Work to be completed> All that should appear is the line containing "Add copy after migrate config file" and the lines after it in the records below, each reproduced exactly.

Input data>

PR #10250, opened 2019-12-13
[doc] Update doc for migration

ninjadq:
Migration guild is a lit bit confusion

Add copy after migrate config file


ninjadq:
already migrated to 110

Solved exercise>
Add copy after migrate config file


ninjadq:
already migrated to 110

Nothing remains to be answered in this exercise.